### PROMPT
Your answer should be the lines of the material that include the word "graded".

### RECORDS TO PROCESS
PR #149, opened 2026-05-19
5/19/2026

kwcckw:


frame_2D_alg/meta_code.py
```diff
@@ -62,32 +77,31 @@ def comp_callers(_T, T):
...
-        if t.grp[0] is not t: continue  # eval each group once, at its seed
-        grp = t.grp; gV = 0; gC = -Fc_[0]  # membership, compression / grp
-        for t in grp: gV += t.V; gC += t.fc  # add links?
+    for grp in G_:
+        gV = 0; gC = -Fc_[0]  # membership, compression / grp
+        for t in grp: gV += t.V; gC -= t.fc  # add links?  (gC supposes to be begative when we ave-gC below?)
         gV /= 2  # norm for pairwise redundancy
-        if gV > ave-gC: G_ += [[grp,gV,gC]]; V += gV; C += gC
-        else:           G_ += grp
+        if gV > ave-gC: grp[:] = [grp[:],gV,gC]; V += gV; C += gC
```
kwcckw: I restructured the code a bit so that G_ packs only seed now.

frame_2D_alg/meta_code.py
```diff
@@ -52,8 +52,23 @@ def merge(F,f):  # combine aligned ops, if-fork per miss, no inline recursion, f
         return F,f
     else: return F
 
-def cluster_call_(Z):  # cluster Ts if called together, for global Z only?
-
+def cluster_call_():  # cluster Ts if called together, for global Z only?
+
+    global Z
+
+    def comp_sequence(_call_, call_):  # or pack in comp_callers?
```
kwcckw: > Right, but we have to consider the sequence too. It will be similar to merge

So i think it could be simpler than merge, where we just need to sum their weight as M if nFs are the same, else sum weight to D? For the body weight, it should be fc, which is the cost from ast?

frame_2D_alg/meta_code.py
```diff
@@ -62,32 +77,31 @@ def comp_callers(_T, T):
...
+
     if V > ave - C:
         typ_ = []  # form new Z.typ_ for new input, vals added in CoF traced:
         for grp in G_:
-            if isinstance(grp,list):
+            if isinstance(grp[0],list):
                 g,v,c = grp; T=sum2F(g); T.memb=v; T.compr=c  # downward reciprocals of V,C
                 typ_ += [T]
-            else: typ_ += [grp]  # keep old T
+            else: typ_ += grp  # keep old T  (grp is a list of typs, so remove nested [])
```
boris-kz: this is actually a single T, I just used grp as a generic name

frame_2D_alg/meta_code.py
boris-kz: this similarity only matters if we actually merge Ts in grp_oF?

boris-kz: Correct — and that exposes a category error in the eval. sum2F(g) bags the members into G.call_; it doesn’t factor anything. Executing G still walks all k elements, so its real cost is still ~Σfc, not Fc_[0]. So gC = Σfc - Fc_[0] measures a collapse that the clustering never performs.

Co-occurrence clustering can’t compress computation by itself. “Called together” (shared callers) is a locality/selection signal — it’s the HFSort kind of grouping: it tells you which typs to place together, not how to do less work. Grouping by co-occurrence gives you a candidate set, nothing more.

Real compute compression needs the members’ op sequences to be aligned and factored — shared ops kept once, divergences turned into forks. That’s exactly what your other merge(F,f) does over call_ sequences. sum2F sums values; merge factors structure. Only the merged result has a genuinely smaller body, so only then is a sub-Σfc cost real.

So the pipeline is two stages, currently conflated:

	•	cluster_call_ = selection — co-occurrence grouping, eval on cohesion (gV) only. No gC here; it’s not compressing.
	•	merge over each group’s members = compression — aligns op sequences, and it already has its own gain eval (f.fc / C > ave).

Two ways to fix it:

	1.	Drop gC from cluster_call_’s eval (cohesion-only selection), build the composite by folding members with merge instead of sum2F, and let merge’s internal eval decide+measure the actual saving.
	2.	Keep cluster_call_ purely as a grouper that returns candidate groups, and run merge as a separate downstream pass.

Either way, gC only becomes meaningful once the composite is the merged (op-factored) result — not the sum2F bag. As written, the clustering eval is rewarding compression that doesn’t exist.

kwcckw: I see, so we need really `merge` similar operation at the same time. We probably can fold comp_callers in merge?

frame_2D_alg/meta_code.py
kwcckw: Each grp in G is either `[grp,gV,gC]` or the list t added from `grp = [t]`? So typ_ should be merged with [t]?

boris-kz: else:           G_ += grp

that unpacks grp

frame_2D_alg/meta_code.py
boris-kz: more like adding cost compression sequence in comp_callers:

    for i, (Sub,sub) in enumerate(zip(F.call_,f.call_)):  # call_: op sequence in func or block, init F per f?
        fork = []
            fork = Sub; fin=0
            if sub.nF=='E':
                subt = merge(Sub, sub)  # add2F(Sub,ssub_)?
                if isinstance(subt, tuple):
                    sub = subt[1]; C+=sub.fc; call_+=[sub]; add_+=[sub]

merging itself is for final Z in cluster_call_

frame_2D_alg/meta_code.py
kwcckw: Okay, so this is different with my code because my new code doesn't unpack grp into G_. There is just

    if gV > ave-gC: grp[:] = [grp[:],gV,gC]; V += gV; C += gC

without the else section.

boris-kz: how is that better?

kwcckw: With this update all groups will be in G_, so we can skip the additional process to get grp from seed again.

frame_2D_alg/meta_code.py
kwcckw: Okay, so we need something similar as your posted code above, where we walkthrough both calls side by side, but the `merge` should be replaced with the grouping sequence in cluster_call_?

boris-kz: Structure is a graded continuum; every pair partially aligns, so internal similarity is always a meaningful graded number, not a filter. That's a point *for* computing it per pair.

And computing both in `comp_callers` is coherent: external (caller-set overlap) and internal (body alignability) are both graded pairwise quantities, the loop visits every pair anyway. With actual body-merge they play distinct roles — external = how many call sites benefit, internal = how much per site (call-collapse + the body-factor shrink). Both needed; the gain is `|callers|` × `(per-invocation saving)`.

But your #4 — summing pairwise similarities to eval the group merge — is where it breaks. **Neither external nor internal decomposes into a sum of pairwise terms.**

External: the group gain is `(k−1) × |∩ of all k caller sets|` — callers of the *complete* group. The pairwise sum overcounts: a caller present in m of the k members is counted `C(m,2)` times across pairs, but contributes once (or zero, if m<k) to the k-way intersection. Superadditive on shared callers.

Internal: the k-way merge is one aligned skeleton with forks, path-dependent. An op common to m members appears in `C(m,2)` pairwise alignments but is stored/run once in the k-way result. So the pairwise sum overcounts shared ops by the same `C(m,2)` factor.

The error isn't random — it scales with how much is shared, i.e. it's *largest exactly for the cohesive groups you most want to evaluate correctly*. So the pairwise sum systematically overstates the merge gain of good groups.

Resolution — and it's consistent with what you said earlier ("merging itself is for final Z"):
- Pairwise `comp_callers` → **selection only**. It's the connectivity signal that grows the group. Overcounting is fine here; it just biases toward growing, which connectivity clustering wants.
- The **eval** is the actual k-way merge at final-Z. That computes the real external intersection and the real factored body exactly. Accept/reject the composite on *that*, not on `gV`.

One consequence: if the k-way merge is the eval, pairwise *internal* similarity is redundant — the merge computes it exactly, and `n²` partial pairwise merges get discarded. External pairwise (cheap set ops on `caller_`) is enough to grow the group. Keep pairwise internal only if you want a pre-filter to avoid spending k-way merges on groups that co-occur but won't factor — that's a merge-cost tradeoff, your call. But it shouldn't be in the *eval*.

frame_2D_alg/meta_code.py
```diff
@@ -62,32 +77,31 @@ def comp_callers(_T, T):
...
     for _T,T in combinations(_T_,2):
         if _T.grp is T.grp: continue  # already merged
-        v = comp_callers(_T,T)
+        m, d = comp_sequence(_T.call_, T.call_); v = comp_callers(_T,T); v += m/(d or eps)
         if v > ave:
             _g,g = _T.grp,T.grp
             for t in g: t.grp = _g  # repoint T.grp
             _g += g; _T.V += v; T.V += v  # pairwise accum of membership value
-    G_= []
+        if _T.grp not in G_: G_ += [_T.grp]
```
boris-kz: this is packing grps before they are complete and merged, so you have a full duplication?

frame_2D_alg/meta_code.py
boris-kz: > Okay, so we need something similar as your posted code above, where we walkthrough both calls side by side, but the `merge` should be replaced with the grouping sequence in cluster_call_?

yes, but the process should be the same, we just add forks from all group elements, regardless of order?

frame_2D_alg/meta_code.py
boris-kz: Claude:

I read the PR thread (16 comments) and compared the diff against the current `cluster_calls` in `meta_code.py`. Summary of where Chee's update stands relative to Boris's review:

**What Boris asked for, across the thread**

The thread converges on a clear two-stage split (r3265787866, r3266334877, anchor r3266393201):

- pairwise comp (`comp_callers` + body comparison) = **selection only** — connectivity signal that grows groups; overcounting is fine here.
- the actual **k-way merge** at final-Z = **eval** — "add forks from all group elements, regardless of order." Only the merged, op-factored composite has a real cost, so accept/reject must happen on *that*, not on summed pairwise values.

**What the PR actually does**

1. `comp_sequence` — right direction, wrong role. It adds internal (body-alignability) similarity, recursive over nested `call_`, which matches Boris's "compute both in `comp_callers`" point. But it's pure *comparison* — it returns M,D, never produces a factored skeleton with forks. The k-way merge Boris kept asking for (and confirmed in the anchor comment) is still not implemented. Chee did the easy half (internal similarity feeds selection) and skipped the hard half.

2. The core error is **unaddressed**. The PR still does `_T.V += v; T.V += v` then `gV += t.V`, and evals groups on `gV > ave-gC`. That is exactly the pairwise-sum eval Boris said is broken in r3266334877: a caller/op shared by m members is counted C(m,2) times in the pairwise sum but contributes once to the k-way result — superadditive overcount, worst for the cohesive groups you most want to judge. Adding `comp_sequence` into `v` just adds a *second* quantity that doesn't decompose into a sum either. So the PR makes the selection signal richer but leaves the eval wrong.

3. `gC += t.fc` → `gC -= t.fc` — symptom-patching. Boris's actual position is to **drop gC from `cluster_call_`'s eval entirely** (r3265787866: Σfc measures "a collapse the clustering never performs"). Flipping the sign just points the wrong number the other way; the variable shouldn't be in the selection eval at all.

4. In-loop `G_` packing (`if _T.grp not in G_: G_ += [_T.grp]`) — Boris flagged this as duplication (r3266373771) and he's right. `grp` lists mutate and merge during the loop; appending a group reference before all merges complete leaves orphaned absorbed sub-groups in `G_` alongside the live merged group. Chee's defense (r3266331973: "all groups will be in G_, skip getting grp from seed") is wrong — the current seed-based collection (`if t.grp[0] is not t: continue`) is correct *because* it reads final state.

**Minor**

`M += _c.fc * c.c + c.fc * c.c` multiplies both terms by `c.c` — first term should presumably be `_c.fc * _c.c`. And weighting AST cost (`fc`) by `.c` mixes a count into a static cost comparison; `min` would be the cleaner match measure (Chee's own "or use min?" flags this).

**Bottom line**

The PR is a reasonable incremental step on *selection* but does not implement the change Boris actually requested. The eval is still a sum of pairwise terms; it should be the order-independent k-way merge that adds forks from all group members. Until that merge exists, `gV`/`gC` are measuring a compression that never happens.

Want me to sketch the k-way merge (fold members into one fork-skeleton, eval on its real factored cost), or first fix the `G_` duplication so the group set is clean before tackling the merge?

frame_2D_alg/meta_code.py
kwcckw: Yes, in term of group elements, their order shouldn't be matter because we will check their calls side by side anyway? All elements will be checked and merged anyway regardless or their order?

boris-kz: right, after we have an efficient grp. the problem is getting these grps in one pass, we need to normalize for grp size, similar to cluster_N: 

                                iM = sum([L.m for L in _N.rim if (L.nt[0] if L.nt[1] is _N else L.nt[1]) in N_])
                                if iM / (span*decay) < ave * (r-1): continue  # normalized N-to-N_ match, sum for sum2G?

frame_2D_alg/meta_code.py
kwcckw: Okay right, those they maybe merged. Sorry, my edits here are no longer relevant.

frame_2D_alg/meta_code.py
kwcckw: That's mean the comparison and grouping should be limited by their call_ size, weight and cost? 

This ` iM = sum([L.m for L in _N.rim if (L.nt[0] if L.nt[1] is _N else L.nt[1]) in N_])` will be summing their cost, and `if iM / (span*decay) < ave * (r-1): continue` will be the ratio of cost to their group size?

boris-kz: normalized, not limited. not sure on the exact mechanincs

Claude:

Half-right. Bootstrap *must* be pairwise — nothing else exists before a group, granted. But "chicken-and-egg" doesn't license the current structure, which resolves it the *crudest* possible way: pairwise transitive closure fully defines the group (`v>ave` on any pair → union), and the group-wise eval is a pure post-hoc accept/reject. That's single-linkage. Its failure mode is chaining — A~B~C~…~Z all merged because each *pairwise* link passed, even though A and Z share nothing — and that's exactly where the size-bias and the overcounted `gV` come from.

The resolution to chicken-and-egg isn't *ordering* (form, then eval) — it's *interleaving*. And the `cluster_N` snippet you just pasted is itself the example: `iM/(span*decay)` is a group-wise density check, but it runs *inside* accretion, against the *current partial* `N_` — not on a finished group. The cluster is defined *by* the eval-gated growth. There's never a fully-formed group sitting around waiting to be evaluated; there's a running group-vs-candidate check at every accretion step. That's how connectivity clustering escapes the regress.

So for `cluster_call_` the fix is structural, not just a normalization:
- Don't do one transitive union-all pass. Grow incrementally — seed, then add typs in order of pairwise `v` strength.
- Gate each accretion by a check against the *current* group: does the candidate keep the group's current caller-intersection large? does its body still align with the current merged skeleton? Pairwise *proposes* the accretion; the group-wise-against-partial check *accepts* it.
- Then there's no raw pairwise sum to normalize — each step evaluates density against the current group, which never runs away with size.

This is also why your earlier `gV`/`gC` debate was unresolvable: you were trying to make a post-hoc whole-group number do a job that belongs distributed across the growth steps.

The other standard escape is the centroid pass — `cluster_C`: form provisional groups, compute group stats, reassign typs to their best group, iterate to fixpoint. The project already does connectivity-then-centroid for data (`cluster_N` → `cluster_C`); `cluster_call_` currently has neither the incremental gate nor the refinement pass — it's just single-linkage. Mirror the existing two-stage pattern and the chicken-and-egg is handled the same way it already is on the data side.

kwcckw: Okay, and in cluster_N, we normalize it to span * decay, but here for grp size, the max grp size is Z's flatten calls, so we probably can use that?

boris-kz: it's not directly relevant, cluster_N is a floodfill, here the oFs are not local

kwcckw: So we need to use the suggested workflow, where we increase grp size incrementally? From the descriptions above, it's actually very similar with cluster_C, where we compute C first, and then compare and match it with the rest of the candidates.

boris-kz: there some locality via caller co-occurrence, but that seems to give a dimension per caller, not terribly helpful

kwcckw: Okay right that will be extremely complex if we have a new dimension per caller, and impossible to compute their similarity when we have large number of dimensions.

kwcckw: So we can try this approach to grow from a seed at one time? It's just it's not parallelizable.

    - Don't do one transitive union-all pass. Grow incrementally — seed, then add typs in order of pairwise v strength.
    - Gate each accretion by a check against the current group: does the candidate keep the group's current caller-intersection large? does its body still align with the current merged skeleton? Pairwise proposes the accretion; the group-wise-against-partial check accepts it.
    - Then there's no raw pairwise sum to normalize — each step evaluates density against the current group, which never runs away with size.

boris-kz: first we need add comp_body to comp_call, evaluating additional forks as in merge, but without actual merging

boris-kz: Here, mirroring `merge`'s accounting position-by-position but stripping every side effect — no `add2F`, no `call_`/`add_` build-up, no destructive recursion. Recurses through `comp_body` instead of `merge`:

```python
def comp_body(F, f):  # project merge cost without committing; mirror merge accounting, no mutation
    C = 0; cost = Ec_[0]
    for Sub, sub in zip(F.call_, f.call_):
        if Sub.nF == 'E':
            if sub.nF == 'E':
                c = comp_body(Sub, sub)
                if sub.fc / (c or eps) > ave: C += sub.fc; continue  # inner would accept
            for _sub in Sub.call_:
                if _sub.nF == sub.nF: break
            else: C += sub.fc                                   # no matching fork → would add
        elif Sub.nF != sub.nF: C += cost                        # would fork
    return C
```

Hook into `comp_callers` so selection has both signals:

```python
def comp_callers(_T, T):
    olp = _T.caller_ & T.caller_
    off = list(_T.caller_- olp) + list(T.caller_- olp)
    M = sum([c.w * c.c for c in olp]); D = sum([c.w * c.c for c in off])
    v = M / (D or eps)                 # external: caller overlap
    c = comp_body(_T, T)               # internal: projected merge cost
    return v, c
```

Three things worth flagging:

**Tail asymmetry.** `merge` handles length mismatch (`f.call_[i+1:]` etc.) — added to `add_` if f is longer, skipped if F is longer. Mirror left out of `comp_body` above to match merge's `C` accounting (merge doesn't `C += tail*cost`). If you want stricter projection, add `C += abs(len(F.call_)-len(f.call_)) * cost` before the return. Trade-off: faithful-to-merge vs accurate cost.

**`body` vs `call_`.** Per your earlier point, this should walk *bodies*, not `call_`s. As written it follows `merge` and uses `call_`, since `body` isn't separately exposed. When body lands as its own attr, swap `F.call_` → `F.body` in both functions — the walk logic is unchanged.

**Recursion cost.** `comp_body` recurses through every gate at every pairwise comp — so it's not a cheap pre-filter, it does most of merge's traversal work just to project. That's the cost of getting the internal signal during selection. If it becomes prohibitive, two options: (a) limit recursion depth (gate-level only, no sub-gate descent — coarse projection); (b) cache `comp_body(_T,T)` keyed on `(id(_T),id(T))` since the same pair gets compared once per `combinations`.

kwcckw: Okay, and the cost , c here could be merged into v?  Else this comp_body actually can be called outside of comp_callers?

frame_2D_alg/meta_code.py
```diff
@@ -52,8 +52,23 @@ def merge(F,f):  # combine aligned ops, if-fork per miss, no inline recursion, f
...
     else: return F
 
-def cluster_call_(Z):  # cluster Ts if called together, for global Z only?
-
+def cluster_call_():  # cluster Ts if called together, for global Z only?
+
+    global Z
+
+    def comp_sequence(_call_, call_):  # or pack in comp_callers?
+        M = D = 0
```
boris-kz: yes, they should be separate, and comp_body should be on AST, draft:

def comp_body(_n, n):  # project AST-merge cost, recursive, no commit

    if type(_n) is not type(n): return get_ops(_n) + get_ops(n)
    C = 0
    _ch, ch = list(ast.iter_child_nodes(_n)), list(ast.iter_child_nodes(n))
    for a, b in zip(_ch, ch): C += comp_body(a, b)
    for x in _ch[len(ch):] + ch[len(_ch):]: C += get_ops(x)
    return C

boris-kz: I pushed that and Claude draft of complete linkage clustering, haven't reviewed either one

kwcckw: Okay, and cost should be used separately in eval? V > ave * cost? Actually how do we really decide if cost should be multiplied with ave or just ave+cost?

boris-kz: That C is actually cost compression, so it's probably ave/C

### EXPECTED OUTPUT
boris-kz: Structure is a graded continuum; every pair partially aligns, so internal similarity is always a meaningful graded number, not a filter. That's a point *for* computing it per pair.
And computing both in `comp_callers` is coherent: external (caller-set overlap) and internal (body alignability) are both graded pairwise quantities, the loop visits every pair anyway. With actual body-merge they play distinct roles — external = how many call sites benefit, internal = how much per site (call-collapse + the body-factor shrink). Both needed; the gain is `|callers|` × `(per-invocation saving)`.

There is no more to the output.